**Action item:**
Transcribe exactly the portion of the listing below that runs from the line containing "Architecturally, this is" through its last line.

- - - -

PR #59, opened 2016-03-10
Eq 1 questionnaire manager

weapdiv-david:
**_What**_

Implements the QuestionnaireManager class and the interaction between main components needed to render a questionnaire and receive the users submission back.  Uses a stub Validator object but stores responses and validation results in the session.  Provides base empty implementations for all other components not currently needed for eq-1.

**_How to test**_

1) Check out the branch
2) Run the application
3) Login and view the questionnaire at `http://localhost:5000/questionnaire/1`
4) Enter some data and click one of the submit buttons.
5) Verify the post redirects you to the same page as a get request

**_Who can test**_

Anybody except @warrenbailey or @weapdiv-david, although probably @LJBabbage should look at this

**_Future Work**_

Python documentation and additional unit tests to follow in separate PR.  Integration with @LJBabbage work on validation


app/templates/questionnaire.html
```diff
@@ -28,8 +28,8 @@
 
     {% endfor %}
 
-  <button class="btn btn--neutral" type="button" name="button">Save &amp; Exit</button>
-  <button class="btn" type="button" name="button">Save &amp; Continue</button>
+  <button class="btn btn--neutral" type="submit" name="action[save_exit]">Save &amp; Exit</button>
```
dhilton, line 31: What does the `action[]` notation do? Is it boilerplate can it be removed?

app/main/views/root.py
```diff
@@ -17,3 +26,57 @@ def mci_survey():
...
+    schema = parser.parse()
+
+    # load the response store
+    response_store = ResponseStoreFactory.create_response_store()
+
+    # load the validation store
+    validation_store = ValidationStoreFactory.create_validation_store()
+
+    # Create the validator
+    class Validator(object):
```
dhilton, line 46: Does this class need to inside the function? Can we move it outside or separate validator module?

app/validation/validation_result.py
```diff
@@ -1,9 +1,26 @@
...
+    def __init__(self, is_valid=False):
+        self.is_valid = is_valid
+        self.errors = {}
+        self.warnings = {}
+
     def is_valid(self):
-        raise NotImplementedError()
+        return self.is_valid
 
     def get_errors(self):
```
dhilton, line 10: Why is this getter required when self.errors is not private? if later on we need to change the return we can turn it into a property via a decorator.

dhilton:
This doesn't have any tests, can we at least add one to check the render scenario as described in the how to test scenario above?

app/templates/questionnaire.html
weapdiv-david, line 31: it doesn't do anything at the moment, it was just added there so that we could differentiate between buttons clicked.

app/main/views/root.py
weapdiv-david, line 46: Lewis has been working on a separate validator class with the same interface.  This one is simply a mock that allows us to progress with the rest of the system

app/validation/validation_result.py
weapdiv-david, line 10: The validator classes will be refactored once lewis's changes have been merged in

weapdiv-david:
The rendering scenario at the end is still very much up for grabs.  Hamish is working on some bits around this area at the moment, based on what data we will be exposing i.e. schema, responses, and validation results.

weapdiv-david:
Architecturally, this is very much a first stab at it based on our current learnings from alpha and the outcomes of research conducted so far.  There is still research to be done around validation and a schema designed for this.  The main components and their interfaces will likely remain the same, but the implementations will be refactored once our understanding improves

dhilton:
OK - on the assurance that these will be addressed later, happy to merge this then @LJBabbage validation stuff.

- - - -

**Written answer:**
Architecturally, this is very much a first stab at it based on our current learnings from alpha and the outcomes of research conducted so far.  There is still research to be done around validation and a schema designed for this.  The main components and their interfaces will likely remain the same, but the implementations will be refactored once our understanding improves

dhilton:
OK - on the assurance that these will be addressed later, happy to merge this then @LJBabbage validation stuff.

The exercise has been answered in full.